Mobile banking
The trend is to go simple & easy and so mobile payments using cellphones is on the rise. Our question to you: is this desirable?
In fact, this form of banking has been possible for a while now. An example: since 1998 the African company Celtel allows people to transfer phone credit to another phone using text messages. This has proven a very popular service.
Another example is the recently launched Safaricom payment service, which is almost identical to Rabo SMS payments in the Netherlands. Customers can transfer money to any other person, regardless of their bank.
Virtual wallet
How it works? Customers open a virtual wallet in which they deposit an amount of money.
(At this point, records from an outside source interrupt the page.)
PR #8747, opened 2022-07-27
Taboola Bid Adapter: dynamic ttl

ahmadlob:
## Type of change

- [x] Bugfix

## Description of change

editing a specific attribute  passing mechanism in the adapter file + adding unit test for the change.

### DIFF
--- a/modules/taboolaBidAdapter.js
+++ b/modules/taboolaBidAdapter.js
@@ -222,9 +222,7 @@ function getBid(requestId, currency, bidResponse) {
   if (!bidResponse) {
     return;
   }
-  if (typeof bidResponse['exp'] == 'undefined') {
-    bidResponse['exp'] = 60;
-  }
+  
   const {
     price: cpm, crid: creativeId, adm: ad, w: width, h: height, exp: ttl, adomain: advertiserDomains, meta = {}
   } = bidResponse;
--- a/modules/taboolaBidAdapter.js
+++ b/modules/taboolaBidAdapter.js
@@ -222,6 +222,10 @@ function getBid(requestId, currency, bidResponse) {
   if (!bidResponse) {
     return;
   }
+  
+  if(typeof bidResponse['exp'] == 'undefined') {
+    bidResponse['exp'] = 60;
+  }
 
   const {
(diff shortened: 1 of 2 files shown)


test/spec/modules/taboolaBidAdapter_spec.js
```diff
@@ -386,6 +387,31 @@ describe('Taboola Adapter', function () {
       const res = spec.interpretResponse(serverResponse, request)
       expect(res).to.deep.equal(expectedRes)
     });
+
+    it('should set the correct ttl form the response', function () {
+      // set exp-ttl to be 125
+      const [bid] = serverResponse.body.seatbid[0].bid;
+      serverResponse.body.seatbid[0].bid[0].exp = 125
```
patmmccann, line 394: semicolon?

modules/taboolaBidAdapter.js
```diff
@@ -233,7 +233,7 @@ function getBid(requestId, currency, bidResponse) {
 
   return {
     requestId,
-    ttl: 60,
+    ttl,
```
patmmccann, line 236: do you want to fallback to a default?

ahmadlob: just how I updated it as written

test/spec/modules/taboolaBidAdapter_spec.js
ahmadlob: fixed - added semicolon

Next, they send a text message to the bank in which they specify the cellphone number of the receiving person and the amount of money they want to transfer. When the transaction is confirmed, the money is automatically wired to the other person.
Other applications used in the Netherlands are more limited in their functionality. Payter allows users to pay by holding their phone next to a special tag on Payter locations. Users of Paydutch can transfer money to other people, but only through a middle-man. So these services are a little less advanced.

Your opinion?
Recent spurts of innovation show once again the swiftness of developments in the world of mobile banking. Our question to you: is this desirable?
Banking will increasingly become an individualistic and impersonal affair and the physical branch office seems further away than ever. Other issues are of course the security of mobile banking applications and their resilience against fraud. And where does it end? Will we be able to authorize payments using only our voice? It would sure save us from the strain on our fingers.